Data in this exercise section start
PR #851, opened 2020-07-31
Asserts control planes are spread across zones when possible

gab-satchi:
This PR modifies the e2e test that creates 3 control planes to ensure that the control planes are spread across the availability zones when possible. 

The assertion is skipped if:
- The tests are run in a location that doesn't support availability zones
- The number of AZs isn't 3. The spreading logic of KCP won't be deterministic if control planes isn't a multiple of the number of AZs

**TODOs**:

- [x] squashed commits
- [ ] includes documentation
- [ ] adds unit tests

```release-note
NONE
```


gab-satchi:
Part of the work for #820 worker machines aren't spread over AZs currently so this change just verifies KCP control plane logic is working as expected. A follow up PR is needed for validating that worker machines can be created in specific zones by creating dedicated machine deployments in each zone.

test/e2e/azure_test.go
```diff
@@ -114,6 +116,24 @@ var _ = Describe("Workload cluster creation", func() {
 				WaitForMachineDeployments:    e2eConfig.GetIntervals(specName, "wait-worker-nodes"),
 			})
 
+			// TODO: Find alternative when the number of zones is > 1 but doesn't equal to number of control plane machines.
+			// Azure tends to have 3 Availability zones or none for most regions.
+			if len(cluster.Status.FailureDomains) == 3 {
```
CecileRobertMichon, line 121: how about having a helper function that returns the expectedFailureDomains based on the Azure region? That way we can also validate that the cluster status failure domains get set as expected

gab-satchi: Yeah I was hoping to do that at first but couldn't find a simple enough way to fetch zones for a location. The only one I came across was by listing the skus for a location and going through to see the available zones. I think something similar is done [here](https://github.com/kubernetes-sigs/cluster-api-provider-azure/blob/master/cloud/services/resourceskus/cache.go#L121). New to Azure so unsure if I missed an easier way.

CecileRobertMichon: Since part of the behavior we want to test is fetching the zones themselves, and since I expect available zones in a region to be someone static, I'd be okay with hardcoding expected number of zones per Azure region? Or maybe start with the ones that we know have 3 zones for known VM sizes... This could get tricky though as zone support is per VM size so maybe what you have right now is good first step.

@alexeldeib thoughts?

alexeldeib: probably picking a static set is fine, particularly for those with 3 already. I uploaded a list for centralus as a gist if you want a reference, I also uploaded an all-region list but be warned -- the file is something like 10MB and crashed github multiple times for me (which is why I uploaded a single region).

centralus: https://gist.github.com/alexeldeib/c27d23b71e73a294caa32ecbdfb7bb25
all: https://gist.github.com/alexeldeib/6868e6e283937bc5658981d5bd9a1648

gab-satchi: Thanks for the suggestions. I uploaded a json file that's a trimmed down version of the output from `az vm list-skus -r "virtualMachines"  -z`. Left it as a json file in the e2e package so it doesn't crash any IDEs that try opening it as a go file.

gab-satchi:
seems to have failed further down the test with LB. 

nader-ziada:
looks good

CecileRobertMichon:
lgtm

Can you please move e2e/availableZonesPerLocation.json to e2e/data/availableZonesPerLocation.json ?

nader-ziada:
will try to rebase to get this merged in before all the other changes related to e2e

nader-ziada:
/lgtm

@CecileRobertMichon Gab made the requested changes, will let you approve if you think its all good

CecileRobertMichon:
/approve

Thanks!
Data in this exercise section end
**Your goal**
Transcribe the entries exactly, and make each line match the original.

**Finished exercise**
PR #851, opened 2020-07-31
Asserts control planes are spread across zones when possible

gab-satchi:
This PR modifies the e2e test that creates 3 control planes to ensure that the control planes are spread across the availability zones when possible. 

The assertion is skipped if:
- The tests are run in a location that doesn't support availability zones
- The number of AZs isn't 3. The spreading logic of KCP won't be deterministic if control planes isn't a multiple of the number of AZs

**TODOs**:

- [x] squashed commits
- [ ] includes documentation
- [ ] adds unit tests

```release-note
NONE
```


gab-satchi:
Part of the work for #820 worker machines aren't spread over AZs currently so this change just verifies KCP control plane logic is working as expected. A follow up PR is needed for validating that worker machines can be created in specific zones by creating dedicated machine deployments in each zone.

test/e2e/azure_test.go
```diff
@@ -114,6 +116,24 @@ var _ = Describe("Workload cluster creation", func() {
 				WaitForMachineDeployments:    e2eConfig.GetIntervals(specName, "wait-worker-nodes"),
 			})
 
+			// TODO: Find alternative when the number of zones is > 1 but doesn't equal to number of control plane machines.
+			// Azure tends to have 3 Availability zones or none for most regions.
+			if len(cluster.Status.FailureDomains) == 3 {
```
CecileRobertMichon, line 121: how about having a helper function that returns the expectedFailureDomains based on the Azure region? That way we can also validate that the cluster status failure domains get set as expected

gab-satchi: Yeah I was hoping to do that at first but couldn't find a simple enough way to fetch zones for a location. The only one I came across was by listing the skus for a location and going through to see the available zones. I think something similar is done [here](https://github.com/kubernetes-sigs/cluster-api-provider-azure/blob/master/cloud/services/resourceskus/cache.go#L121). New to Azure so unsure if I missed an easier way.

CecileRobertMichon: Since part of the behavior we want to test is fetching the zones themselves, and since I expect available zones in a region to be someone static, I'd be okay with hardcoding expected number of zones per Azure region? Or maybe start with the ones that we know have 3 zones for known VM sizes... This could get tricky though as zone support is per VM size so maybe what you have right now is good first step.

@alexeldeib thoughts?

alexeldeib: probably picking a static set is fine, particularly for those with 3 already. I uploaded a list for centralus as a gist if you want a reference, I also uploaded an all-region list but be warned -- the file is something like 10MB and crashed github multiple times for me (which is why I uploaded a single region).

centralus: https://gist.github.com/alexeldeib/c27d23b71e73a294caa32ecbdfb7bb25
all: https://gist.github.com/alexeldeib/6868e6e283937bc5658981d5bd9a1648

gab-satchi: Thanks for the suggestions. I uploaded a json file that's a trimmed down version of the output from `az vm list-skus -r "virtualMachines"  -z`. Left it as a json file in the e2e package so it doesn't crash any IDEs that try opening it as a go file.

gab-satchi:
seems to have failed further down the test with LB. 

nader-ziada:
looks good

CecileRobertMichon:
lgtm

Can you please move e2e/availableZonesPerLocation.json to e2e/data/availableZonesPerLocation.json ?

nader-ziada:
will try to rebase to get this merged in before all the other changes related to e2e

nader-ziada:
/lgtm

@CecileRobertMichon Gab made the requested changes, will let you approve if you think its all good

CecileRobertMichon:
/approve

Thanks!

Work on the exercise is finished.